新型コロナウイルスの影響で、私たちのライフスタイルは大きく変化しました。その中でも、とくに食生活が変わったと感じる方も少なくないでしょう。日本では自宅で料理を作る人が増え、家族で楽しめるホットプレート料理やお菓子作りの人気が高まりましたが、こういった現象は日本国内だけのものなのでしょうか。今回、クックパッドニュースではコロナ禍による食の変化に注目。世界の食事情について各国に取材し、現地の方にお話を伺いました。

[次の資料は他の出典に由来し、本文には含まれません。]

PR #10490, opened 2022-04-29
Add jax.scipy.linalg.funm

ajcr:
This PR is to add `jax.scipy.linalg.funm`. It follows the same approach/algorithm as [`scipy.linalg.funm`](https://docs.scipy.org/doc/scipy/reference/generated/scipy.linalg.funm.html) (including the same logic around dtype precision and utility methods).

### DIFF
--- a/jax/_src/third_party/scipy/linalg.py
+++ b/jax/_src/third_party/scipy/linalg.py
@@ -1,0 +1,77 @@
+import scipy.linalg
+
+from jax import jit, lax
+from jax._src.numpy import lax_numpy as jnp
+from jax._src.numpy.linalg import norm
+from jax._src.numpy.util import _wraps
+from jax._src.scipy.linalg import rsf2csf, schur
+
+@jit
+def _algorithm_11_1_1(F, T):
+  # Algorithm 11.1.1 from Golub and Van Loan "Matrix Computations"
+  N = T.shape[0]
+  minden = jnp.abs(T[0, 0])
+
+  def _outer_loop(p, F_minden):
+    _, F, minden = lax.fori_loop(1, N-p+1, _inner_loop, (p, *F_minden))
+    return F, minden
+
+  def _inner_loop(i, p_F_minden):
+    p, F, minden = p_F_minden
+    j = i+p
+    s = T[i-1, j-1] * (F[j-1, j-1] - F[i-1, i-1])
+    T_row, T_col = T[i-1], T[:, j-1]
+    F_row, F_col = F[i-1], F[:, j-1]
+    ind = (jnp.arange(N) >= i) & (jnp.arange(N) < j-1)
+    val = (jnp.where(ind, T_row, 0) @ jnp.where(ind, F_col, 0) -
+            jnp.where(ind, F_row, 0) @ jnp.where(ind, T_col, 0))
+    s = s + val
+    den = T[j-1, j-1] - T[i-1, i-1]
+    s = jnp.where(den != 0, s / den, s)
+    F = F.at[i-1, j-1].set(s)
+    minden = jnp.minimum(minden, jnp.abs(den))
+    return p, F, minden
+
+  return lax.fori_loop(1, N, _outer_loop, (F, minden))
+
+_FUNM_LAX_DESCRIPTION = """\
+The array returned by :py:func:`jax.scipy.linalg.funm` may differ in dtype
+from the array returned by py:func:`scipy.linalg.funm`. Specifically, in cases
+where all imaginary parts of the array values are close to zero, the SciPy
+function may return a real-valued array, whereas the JAX implementation will
+return a complex-valued array.
+
+Additionally, unlike the SciPy implementation, when ``disp=True`` no warning
+will be printed if the error in the array output is estimated to be large.
+"""
+
+@_wraps(scipy.linalg.funm, lax_description=_FUNM_LAX_DESCRIPTION)
+def funm(A, func, disp=True):
+  A = jnp.asarray(A)
+  if A.ndim != 2 or A.shape[0] != A.shape[1]:
+    raise ValueError('expected square array_like input')
+
+  T, Z = schur(A)
+  T, Z = rsf2csf(T, Z)
+
+  F = jnp.diag(func(jnp.diag(T)))
+  F = F.astype(T.dtype.char)
+
+  F, minden = _algorithm_11_1_1(F, T)
+  F = Z @ F @ Z.conj().T
+
+  if disp:
+    return F
+
+  if F.dtype.char.lower() == 'e':
+    tol = jnp.finfo(jnp.float16).eps
+  if F.dtype.char.lower() == 'f':
+    tol = jnp.finfo(jnp.float32).eps
+  else:
+    tol = jnp.finfo(jnp.float64).eps
+
+  minden = jnp.where(minden == 0.0, tol, minden)
+  err = jnp.where(jnp.any(jnp.isinf(F)), jnp.inf, jnp.minimum(1, jnp.maximum(
+          tol, (tol / minden) * norm(jnp.triu(T, 1), 1))))
+
+  return F, err
--- a/jax/scipy/linalg.py
+++ b/jax/scipy/linalg.py
@@ -41,3 +41,7 @@ from jax._src.scipy.linalg import (
 from jax._src.lax.polar import (
   polar_unitary as polar_unitary,
 )
+
+from jax._src.third_party.scipy.linalg import (
+  funm as funm,
+)
--- a/tests/linalg_test.py
+++ b/tests/linalg_test.py
@@ -1466,6 +1466,28 @@ class ScipyLinalgTest(jtu.JaxTestCase):
       self._CompileAndCheck(jsp.linalg.rsf2csf, args_maker)
 
   @parameterized.named_parameters(
+        jtu.cases_from_list({
+            "testcase_name":
+            "_shape={}_disp={}".format(jtu.format_shape_dtype_string(shape, dtype), disp),
+            "shape": shape, "dtype": dtype, "disp": disp
+        } for shape in [(1, 1), (5, 5), (20, 20), (50, 50)]
+          for dtype in float_types + complex_types
+          for disp in [True, False]))
+  # funm uses jax.scipy.linalg.schur which is implemented for a CPU
+  # backend only, so tests on GPU and TPU backends are skipped here
+  @jtu.skip_on_devices("gpu", "tpu")
+  def testFunm(self, shape, dtype, disp):
+      def func(x):
+        return x**-2.718
+      rng = jtu.rand_default(self.rng())
+      args_maker = lambda: [rng(shape, dtype)]
+      jnp_fun = lambda arr: jsp.linalg.funm(arr, func, disp=disp)
+      scp_fun = lambda arr: osp.linalg.funm(arr, func, disp=disp)
+      self._CheckAgainstNumpy(jnp_fun, scp_fun, args_maker, check_dtypes=False,
+                              tol={np.complex64: 1e-5, np.complex128: 1e-6})
+      self._CompileAndCheck(jnp_fun, args_maker)
+
+  @parameterized.named_parameters(
     jtu.cases_from_list({
         "testcase_name":
         "_shape={}".format(jtu.format_shape_dtype_string(shape, dtype)),
--- a/docs/jax.scipy.rst
+++ b/docs/jax.scipy.rst
@@ -29,6 +29,7 @@ jax.scipy.linalg
    eigh_tridiagonal
    expm
    expm_frechet
+   funm
    inv
    lu
    lu_factor


ajcr:
Thanks for the review - I've put the utility methods that mirror the SciPy implementations in the third_party directory (I based this on the `signal_helper` module there).

The code that remains in `jax._src.scipy.linalg.py` still contains logic that is quite similar to that in SciPy (but expressed with JAX methods). For example, line 784 onwards where the correct `err` value is computed and printed. 

Do these parts of the implementation also need to go in the third party directory? Reading the license and code, I'm not quite sure where the line is.

jakevdp:
Any code derived from the scipy source should go in the third_party directory, even if it has been modified.

If you merely looked at the scipy function's API (i.e. which types of values it accepts and returns) and wrote your own implementation without referencing the scipy source code, then you can put it outside the third_party folder.

ajcr:
Makes sense - I've moved everything to the third_party directory.

On this topic, I should mention that I introduced `jax.scipy.linalg.rsf2csf` (which `funm` uses) in a [previous PR](https://github.com/google/jax/pull/10039) which was also based on the code in SciPy. I can move this to the third_party directory as well if that's appropriate.

jax/_src/third_party/scipy/linalg.py
```diff
@@ -0,0 +1,127 @@
...
+  Returns
+  -------
+  out : real or complex array
+      Either the input array B or only the real part of the input array B.
+
+  """
+  if jnp.isrealobj(A) and jnp.iscomplexobj(B):
+    if tol is None:
+      tol = {0: feps*1e3, 1: eps*1e6}[_array_precision[B.dtype.char]]
+    if jnp.allclose(B.imag, 0.0, atol=tol):
```
jakevdp, line 43: This will not be compatible with jax transforms, so we should avoid it. We need to statically determine the output type. This will mean breaking with the scipy API, but that's necessary to make the API JAX-compatible in this case.

There are other examples of this, but I can't recall where they are right now.

jax/_src/third_party/scipy/linalg.py
```diff
@@ -0,0 +1,127 @@
...
+  F, minden = _algorithm_11_1_1(F, T)
+  F = Z @ F @ Z.conj().T
+  F = _maybe_real(A, F)
+
+  tol = {0: feps, 1: eps}[_array_precision[F.dtype.char]]
+
+  if minden == 0.0:
+    minden = tol
+
+  if jnp.any(jnp.isinf(F)):
```
jakevdp, line 116: This is another statement that precludes transformation. Instead you can write it something like this:
```python
err = jnp.where(jnp.any(jnp.isinf(F)), jnp.inf, jnp.minimum(1, jnp.maximum(
            tol, (tol / minden) * norm(jnp.triu(T, 1), 1))))
```

jax/_src/third_party/scipy/linalg.py
```diff
@@ -0,0 +1,127 @@
...
+    err = jnp.inf
+  else:
+    err = jnp.minimum(1, jnp.maximum(
+            tol, (tol / minden) * norm(jnp.triu(T, 1), 1)))
+
+  if disp:
+    if err > 1000*tol:
```
jakevdp, line 123: Again, we cannot branch on non-static values, so we should remove this block.

tests/linalg_test.py
```diff
@@ -1480,6 +1480,19 @@ def testRsf2csf(self, shape, dtype):
...
+            "testcase_name":
+            "_shape={}".format(jtu.format_shape_dtype_string(shape, dtype)),
+            "shape": shape, "dtype": dtype
+        } for shape in [(1, 1), (5, 5), (20, 20), (50, 50)]
+            for dtype in float_types + complex_types))
+  @jtu.skip_on_devices("gpu", "tpu")
+  def testFunm(self, shape, dtype):
+      rng = jtu.rand_default(self.rng())
+      args_maker = lambda: [rng(shape, dtype), lambda x: x**-2.718]
+      self._CheckAgainstNumpy(osp.linalg.funm, jsp.linalg.funm, args_maker)
```
jakevdp, line 1494: We should also call `_CompileAndCheck` once the above issues are addressed.

jakevdp (changes requested):
Looks good! There will be some work required here to make the implementation fully-compatible with JAX, but I think it's pretty close.

ajcr:
Thanks for the detailed feedback - I didn't fully appreciate at first that a JAX implementation of `funm` would be able to be compiled with its `func` argument (and that we'd be able to diverge from the SciPy API).

I've removed the `_maybe_real` call; as you say, the type of the output can't be determined through static analysis. I've added a note (`lax_description`) to the docstring to explain this and the fact that the error won't be printed when `disp=True`.

jax/_src/third_party/scipy/linalg.py
ajcr: Thanks - I've removed the `_maybe_real` logic.

tests/linalg_test.py
ajcr: I think I've now added this check in correctly (I followed the tests for `jnp.apply_along_axis` for inspiration).

jax/_src/third_party/scipy/linalg.py
```diff
@@ -0,0 +1,96 @@
...
+from jax._src.numpy.linalg import norm
+from jax._src.numpy.util import _wraps
+from jax._src.scipy.linalg import rsf2csf, schur
+
+_array_precision = {'i': 1, 'l': 1, 'f': 0, 'd': 1, 'F': 0, 'D': 1}
+
+eps = jnp.finfo(float).eps
+feps = jnp.finfo(jnp.single).eps
+
+def _asarray_square(A):
```
jakevdp, line 14: Since this is used only once, and is fairly simple, maybe we should inline it?

jax/_src/third_party/scipy/linalg.py
```diff
@@ -0,0 +1,96 @@
...
+
+_FUNM_LAX_DESCRIPTION = """\
+The array returned by :py:func:`jax.scipy.linalg.funm` may differ in dtype
+from the array returned by py:func:`scipy.linalg.funm`. Specifically, in cases
+where all imaginary parts of the array values are close to zero, the SciPy
+function may return a real-valued array, whereas the JAX implementation will
+return a complex-valued array.
+
+Additionally, unlike the SciPy implementation, when ``disp=True`` no warning
+will be printed if the error in the array output is estimated to be large.
```
jakevdp, line 73: We could possibly use the experimental [checkify](https://jax.readthedocs.io/en/latest/_autosummary/jax.experimental.checkify.check.html) work to implement something like this, but I'd probably leave that as a TODO.

jax/_src/third_party/scipy/linalg.py
```diff
@@ -0,0 +1,96 @@
...
+  F = jnp.diag(func(jnp.diag(T)))
+  F = F.astype(T.dtype.char)
+
+  F, minden = _algorithm_11_1_1(F, T)
+  F = Z @ F @ Z.conj().T
+
+  if disp:
+    return F
+
+  tol = {0: feps, 1: eps}[_array_precision[F.dtype.char]]
```
jakevdp, line 91: Won't this error for float16 and bfloat16?

Also, this seems needlessly abstracted. How about:
```
if F.dtype.char.lower() == 'f':
  tol = np.finfo(np.float32).eps
else:
  tol = np.finfo(np.float64).eps
```
with maybe another block for float16 types.

Having this logic defined in one place makes it much easier to understand the intent and effect of this line.

jax/scipy/linalg.py
```diff
@@ -41,3 +41,5 @@
 from jax._src.lax.polar import (
   polar_unitary as polar_unitary,
 )
+
+from jax._src.third_party.scipy.linalg import funm
```
jakevdp, line 45: We need to `import funm as funm` otherwise it will be treated as a private method by type checkers.

tests/linalg_test.py
```diff
@@ -1480,6 +1480,32 @@ def testRsf2csf(self, shape, dtype):
                               args_maker, tol=tol)
       self._CompileAndCheck(jsp.linalg.rsf2csf, args_maker)
 
+  @parameterized.named_parameters(
+        jtu.cases_from_list({
+            "testcase_name":
+            "_shape={}_disp={}".format(jtu.format_shape_dtype_string(shape, dtype), disp),
+            "shape": shape, "dtype": dtype, "disp": disp
+        } for shape in [(1, 1), (5, 5), (20, 20), (50, 50)]
+            for dtype in float_types + complex_types
```
jakevdp, line 1489: Keep all the `for` lines at the same indentation

tests/linalg_test.py
```diff
@@ -1480,6 +1480,32 @@ def testRsf2csf(self, shape, dtype):
...
+              for disp in [True, False]))
+  @jtu.skip_on_devices("gpu", "tpu")
```
jakevdp, line 1491: Why skip on gpu and tpu? Do we not expect this function to work correctly on those backends? If so we should mention this in the documentation. If not, we should test it.

tests/linalg_test.py
```diff
@@ -1480,6 +1480,32 @@ def testRsf2csf(self, shape, dtype):
...
+      def func(x):
+        return x**-2.718
+      rng = jtu.rand_default(self.rng())
+      args_maker = lambda: [rng(shape, dtype)]
+      if disp:
+        jnp_fun = lambda arr: jsp.linalg.funm(arr, func, disp=disp)
+        scp_fun = lambda arr: osp.linalg.funm(arr, func, disp=disp)
+      else:
+        # if disp is False then funm returns a tuple (array, error) and
+        # the error is ignored here given it is likely to differ
```
jakevdp, line 1502: We should not leave the error untested, particularly since it's not a straightforward computation. Why is it likely to differ? Can we test the value with an appropriate tolerance to make sure we're not returning entirely the wrong thing?

tests/linalg_test.py
```diff
@@ -1480,6 +1480,32 @@ def testRsf2csf(self, shape, dtype):
...
+        jnp_fun = lambda arr: jsp.linalg.funm(arr, func, disp=disp)[0]
+        scp_fun = lambda arr: osp.linalg.funm(arr, func, disp=disp)[0]
+      tol = 1e-06 if shape[0] < 50 else 1e-05
```
jakevdp, line 1505: Setting tol this way overrides the default, which adjusts tol based on the dtype of the output. See other examples where `tol` is set to a dict mapping dtype to tolerance.

tests/linalg_test.py
```diff
@@ -1480,6 +1480,32 @@ def testRsf2csf(self, shape, dtype):
...
+      self._CheckAgainstNumpy(jnp_fun, scp_fun, args_maker, check_dtypes=False, tol=tol)
+      self._CompileAndCheck(jnp_fun, args_maker, check_cache_misses=False)
```
jakevdp, line 1507: It would be best if we could pass this test with cache checks. To do this, the inner functions of the implementation would have to be defined at top level, rather than as closures.

jakevdp (changes requested):
Thanks for the updates - it's coming along! A few more comments below.

tests/linalg_test.py
ajcr: `funm` uses `jax.scipy.linalg.schur` and my understanding is that Schur decomposition is currently implemented only for a CPU backend.

This also affects other methods such as `jax.scipy.linalg.sqrtm` which currently rely on Schur decomposition (and could affect yet-to-be-implemented methods such as `logm` if the same algorithm as SciPy is followed). 

I can add a note to the docstring explaining this (perhaps we'd want something generic that can be attached to other methods that may rely on Schur decomposition?).

jakevdp: Makes sense. It would be worth adding a comment to that effect in the line where you skip the tests.

jakevdp:
The readthedocs failure is due to being based on an old `main` branch can you update `main` and rebase?

tests/linalg_test.py
ajcr: In my initial experimentatio, I thought I noticed a large discrepancy. I've checked again and the discrepancy is less than I feared - I'll make sure the test here checks the error as well as the array.

jax/_src/third_party/scipy/linalg.py
ajcr: Agreed - I followed the SciPy source too closely here and the abstraction is less useful in this JAX code.

ajcr:
I think I've addressed the most recent set of comments and rebased on main.

However there's one issue I'm still looking into which is puzzling me. I'm checking `funm` on a `float16` dtype array and I consistently see errors like the following:
```python
import jax
import numpy as np

a = np.array([[3,2,1],[4,2,1],[4,4,0]], dtype=np.float16)

jax.scipy.linalg.funm(a, np.exp)
```
results in
```
malloc_consolidate(): invalid chunk size
Aborted (core dumped)
```
If I add a `np.float16` test case and run the unit tests, I see
```
[...]
[ RUN      ] ScipyLinalgTest.testFunm_shape=float16[1,1]_disp=False
[  FAILED  ] ScipyLinalgTest.testFunm_shape=float16[1,1]_disp=False
[ RUN      ] ScipyLinalgTest.testFunm_shape=float16[20,20]_disp=True
corrupted size vs. prev_size
Fatal Python error: Aborted

Current thread 0x00007f6a7b9dc740 (most recent call first):
[...call stack for thread...]
Aborted (core dumped)
```
Perhaps this is just my local machine/setup at fault, but I'm trying understand what's causing it.

jakevdp:
Can you tell if the float16 error is coming from the JAX function or from the scipy function?

ajcr:
I think it might `jax.scipy.linalg.schur` that's problematic on `np.float16` dtypes (at least on my laptop).
```
Python 3.10.4 (main, Mar 24 2022, 16:14:25) [GCC 7.5.0] on linux
Type "help", "copyright", "credits" or "license" for more information.
>>> import numpy as np
>>> import jax
>>> a = np.array([[3,2,1],[4,2,1],[4,4,0]], dtype=np.float16)
>>> jax.scipy.linalg.schur(a)
[DeviceArray([[-6.062e+00,  0.000e+00,  0.000e+00],
             [ 5.817e-05,  1.150e-05,  0.000e+00],
             [ 0.000e+00,  0.000e+00,  0.000e+00]], dtype=float16), DeviceArray([[0.   , 0.   , 0.   ],
             [0.   , 0.   , 1.984],
             [0.   , 0.   , 0.   ]], dtype=float16)]
>>> jax.scipy.linalg.schur(a)
free(): invalid next size (fast)
Aborted (core dumped)
```
(That Schur decomposition returned before the crash is very different to `scipy.linalg.schur(a)`.)

I've run the same code online in a colab notebook and it returned:
```
NotImplementedError: Unsupported dtype float16
```
(JAX version 0.3.4)

jakevdp:
Yeah, looks like a bug in the `schur` implementation for half-precision.

For now, I'd skip `float16` and `bfloat16` in the tests; I'll open a separate issue to report the schur error.

jakevdp:
The schur fix is in, though the fix is to raise a `NotImplementedError` rather than segfault. So for now you should limit the tests here to standard float & complex types.

jakevdp (approved):
Looks good!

第5回は、さまざまな民族や文化が入り混じり、東南アジアの中でも有数のグルメ大国といわれている国「マレーシア」。コロナ禍における食事情について、クックパッドマレーシアの現地スタッフSasha Sabrinaさん(30代・女性)、マレーシアとタイの国境に位置するクランタン州に住むMohd Kamarul Hamidさん(30歳・男性)、日本在住のマレーシア食文化ライターの古川音さん(48歳・女性)にお話を伺いました。

再び感染拡大が起きたマレーシア

新型コロナウイルスの感染者急増に伴い、マレーシアでは6月1日から厳しいロックダウンが行われています。6月4日には人口100万人当たりの新規感染者数がインドを上回るほどに拡大(注1)。その要因の1つが、5月13日・14日のラマダン(イスラム教の断食の行事)明けのお祭り 、ハリラヤ・プアサ(以下、ハリラヤ)と報じるメディアもあります。ハリラヤは、イスラム教徒にとって一年で一番おめでたい日と言われており、親族で集まって食事をしたり、子どもたちにお年玉を渡す文化もあることから、日本でいうお正月に似ているとも言われています。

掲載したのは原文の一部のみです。